##### SOURCE MATERIAL #####

PR #4016, opened 2026-07-15
[Feature] Re-enable prefix caching for GRPO online weight updates

vmoens:
## Motivation

Prefix caching was disabled for GRPO inference backends (#3809) because cached KV prefixes are keyed by prompt content, not by the weights that produced them: after an online weight update, cached prefixes are stale and corrupt behavior-policy logprobs. This PR restores prefix caching safely by invalidating the caches as part of every weight sync.

## Changes

- **[BugFix] Respect enable_prefix_caching in AsyncVLLM launch path** - opting in was silently broken: `AsyncVLLM.__init__` overwrote `engine_args.enable_prefix_caching` with its own `False` default and `launch()` never forwarded the flag, so `enable_prefix_caching=True` never reached the engine.
- **[Feature] Reset vLLM prefix caches on weight updates** - new `reset_prefix_cache()` on `_AsyncLLMEngine`, `AsyncVLLM` (fan-out over replicas, no-op when caching is disabled, warns when a replica cannot fully clear), `RayLLMWorker`, `LocalLLMWrapper`, and a no-op default on `RLvLLMEngine`. Invoked automatically in every weight-update path after weights land and before `wake_up`, so no request can be scheduled against a stale prefix.
- **[Feature] Flush SGLang radix cache on weight updates** - `flush_cache_on_update` on `SGLangWeightSyncScheme` defaults to auto: the flush is requested exactly when the pause mode is `abort`, the only mode under which SGLang (which flushes only when idle) can honor it. Explicit `True` requires `pause_mode="abort"` and raises otherwise; an env-forced flush under other pause modes is downgraded with a warning. `pause_mode` is now a scheme argument alongside the `TORCHRL_SGLANG_PAUSE_GENERATION_MODE` env var.
- **[BugFix] Keep MCAdvantage trajectories lazy when contiguous() drops entries** - found while validating: `TensorDict.contiguous()` silently turns stacked `NonTensorData` entries (the string prompts GRPO groups by) into empty TensorDicts, which broke grpo-async on gsm8k for single-turn trajectories. `_concrete_if_possible` now keeps the lazy input when materialization would lose entries; the per-step advantage path also handles same-length groups whose concatenated rewards come back strided. The underlying data-loss bug will be fixed in tensordict separately.
- **[Feature] Enable prefix caching in GRPO configs** - flips `enable_prefix_caching: false -> true` in the 6 GRPO yaml configs after validation.

## Validation

A/B on an H200 node, grpo-async gsm8k, Qwen2.5-1.5B, 3200 dialog turns per arm, two rounds (second round with weight syncs every 2 optim steps to stress the reset path):

| metric | off r1 | on r1 | off r2 | on r2 |
|---|---|---|---|---|
| reward (avg over run) | 0.050 | 0.029 | 0.026 | 0.034 |
| KL to inference (final) | 0.00029 | 0.00028 | 0.00039 | 0.00049 |
| gradient steps/s | 1.385 | 1.369 | 1.293 | 1.295 |
| automatic cache resets | 0 | 2 | 0 | 7 |

No stale-logprob signature (KL to the inference policy is indistinguishable from baseline even with frequent syncs), no reset refusals or warnings, rewards match within seed noise, throughput neutral on this training-dominated smoke. New unit tests cover the launch-path regression, the reset ordering/gating (mock-based, no GPU), the SGLang flush flag resolution, and the MCAdvantage NonTensor regression; the GPU updater suites now run with prefix caching enabled end-to-end.

## Full-scale run with caching enabled

Stock grpo-async gsm8k on Qwen2.5-3B (8xH200, 100k dialog turns, 3,125 optim batches, ~30 min wall clock) with the flipped config, on post-#1746 tensordict main ([W&B run](https://wandb.ai/vmoens/grpo-async/runs/k6atjz3c)). Reward 0.201 -> 0.532; 40 weight syncs, each followed by an automatic prefix-cache reset, none refused; zero errors.

Mean trajectory reward, raw and EMA-smoothed, climbing from 0.201 to 0.532 over 3125 gradient steps

KL to the inference policy stays at ~1e-4 across all 40 syncs (one transient self-recovering spike at step 830); throughput and sequence-length statistics are steady throughout:

Run health panel: KL to inference policy on log scale flat at 1e-4, mean sequence length, gradient steps per second, and objective loss over training

### DIFF
--- a/sota-implementations/grpo/config/grpo_countdown.yaml
+++ b/sota-implementations/grpo/config/grpo_countdown.yaml
@@ -61,7 +61,7 @@ inference_model:
   max_tokens: 512
   include_stop_str_in_output: true
   enforce_eager: false
-  enable_prefix_caching: false
+  enable_prefix_caching: true  # safe with online updates: caches are reset on weight sync
 
 ref_model:
   gradient_checkpointing: false
--- a/sota-implementations/grpo/config/grpo_gsm8k.yaml
+++ b/sota-implementations/grpo/config/grpo_gsm8k.yaml
@@ -104,7 +104,7 @@ inference_model:
   max_tokens: 1024
   include_stop_str_in_output: true
   enforce_eager: false
-  enable_prefix_caching: false
+  enable_prefix_caching: true  # safe with online updates: caches are reset on weight sync
   # compile: false  # Whether to enable model compilation (disabled by default for GRPO)
   # verbose: true   # Whether to show vLLM throughput statistics (enabled by default)
 
--- a/sota-implementations/grpo/config/grpo_ifeval.yaml
+++ b/sota-implementations/grpo/config/grpo_ifeval.yaml
@@ -103,7 +103,7 @@ inference_model:
   max_tokens: 2048
   include_stop_str_in_output: true
   enforce_eager: false
-  enable_prefix_caching: false
+  enable_prefix_caching: true  # safe with online updates: caches are reset on weight sync
   # compile: false  # Whether to enable model compilation (disabled by default for GRPO)
   # verbose: true   # Whether to show vLLM throughput statistics (enabled by default)
 
--- a/sota-implementations/grpo/config/grpo_math.yaml
+++ b/sota-implementations/grpo/config/grpo_math.yaml
@@ -63,7 +63,7 @@ inference_model:
   max_tokens: 2048
   include_stop_str_in_output: true
   enforce_eager: false
-  enable_prefix_caching: false
+  enable_prefix_caching: true  # safe with online updates: caches are reset on weight sync
   max_model_len: 4096
 
 ref_model:
--- a/sota-implementations/grpo/config/grpo_math_7b.yaml
+++ b/sota-implementations/grpo/config/grpo_math_7b.yaml
@@ -63,7 +63,7 @@ inference_model:
   max_tokens: 2048
   include_stop_str_in_output: true
   enforce_eager: false
-  enable_prefix_caching: false
+  enable_prefix_caching: true  # safe with online updates: caches are reset on weight sync
 
 ref_model:
   gradient_checkpointing: false
--- a/sota-implementations/grpo/config/grpo_math_7b_sync.yaml
+++ b/sota-implementations/grpo/config/grpo_math_7b_sync.yaml
@@ -62,7 +62,7 @@ inference_model:
   max_tokens: 2048
   include_stop_str_in_output: true
   enforce_eager: false
-  enable_prefix_caching: false
+  enable_prefix_caching: true  # safe with online updates: caches are reset on weight sync
 
 ref_model:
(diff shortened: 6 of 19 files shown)


vmoens:
pytorch/tensordict#1746 (merged) fixes the underlying contiguous() NonTensorData data loss. The MCAdvantage guard here is kept for compatibility with the tensordict 0.13.0 release, which still has the bug. Running the MCAdvantage suite against post-fix tensordict main exposed one more latent issue: groups of individually-uniform but cross-trajectory-ragged trajectories now materialize per trajectory and torch.cat raised on the ragged leaves; fixed in 2d3e6994ae with a lazy-concatenation fallback. The suite passes against both tensordict main (post-fix) and the locked pre-fix build.

vmoens:
Additional full-scale evidence beyond the A/B in the description: a stock grpo-async gsm8k run on Qwen2.5-3B (8xH200, 100k dialog turns, 3125 optim batches, ~30 min) with prefix caching enabled via the flipped config, on post-fix tensordict main. Reward climbed 0.201 -> 0.532; 40 weight syncs each followed by an automatic prefix-cache reset (none refused); KL to the inference policy flat at ~1e-4 apart from one transient self-recovering spike; zero errors. W&B: https://wandb.ai/vmoens/grpo-async/runs/k6atjz3c

vmoens:
All three review findings addressed:

1. **SGLang retract vs flush (P1)** - fixed in 309af05e23. `flush_cache_on_update` now defaults to `None` (auto): the flush is sent exactly when the pause mode is `abort`, the only mode that leaves the scheduler idle, so the server-side assert can no longer fire after weights have landed. Explicit `flush_cache_on_update=True` requires `pause_mode="abort"` and raises otherwise (fail-fast at scheme/transport construction); an env-forced flush under retract/in_place is downgraded with a one-time warning that stale prefixes persist. `pause_mode` is now a first-class scheme argument, and the GRPO scripts warn when the radix cache is enabled without the abort pause mode. Net effect: no configuration can pair a trusted flush with a pause mode that cannot honor it.

2. **Double-buffer path (P1)** - fixed in a2c9a4b212. `VLLMDoubleBufferWeightReceiver.apply_weights` now resets the prefix cache after both the RPC and direct load branches. This path has no scheduling barrier, so a hard success requirement would deadlock against in-flight requests; instead the reset is retried once on a partial clear and a warning is emitted if blocks are still held (consistent with the NCCL path's reporting). Covered by a CPU-only unit test.

3. **KV connector caches (P2)** - fixed in a5bde39270. All reset paths (async engine, sync Ray worker, local wrapper) now call `reset_prefix_cache(reset_connector=True)`, falling back to the bare call on vLLM versions without the kwarg.

The updated flush semantics are covered by new CPU-only tests (payload resolution per pause mode, fail-fast validation, env downgrade warning).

#####

■ WORK ITEM ■
Among the lines above, show every one that contains the string "disabled".

■ REPLY ■
Prefix caching was disabled for GRPO inference backends (#3809) because cached KV prefixes are keyed by prompt content, not by the weights that produced them: after an online weight update, cached prefixes are stale and corrupt behavior-policy logprobs. This PR restores prefix caching safely by invalidating the caches as part of every weight sync.
- **[Feature] Reset vLLM prefix caches on weight updates** - new `reset_prefix_cache()` on `_AsyncLLMEngine`, `AsyncVLLM` (fan-out over replicas, no-op when caching is disabled, warns when a replica cannot fully clear), `RayLLMWorker`, `LocalLLMWrapper`, and a no-op default on `RLvLLMEngine`. Invoked automatically in every weight-update path after weights land and before `wake_up`, so no request can be scheduled against a stale prefix.
   # compile: false  # Whether to enable model compilation (disabled by default for GRPO)
   # compile: false  # Whether to enable model compilation (disabled by default for GRPO)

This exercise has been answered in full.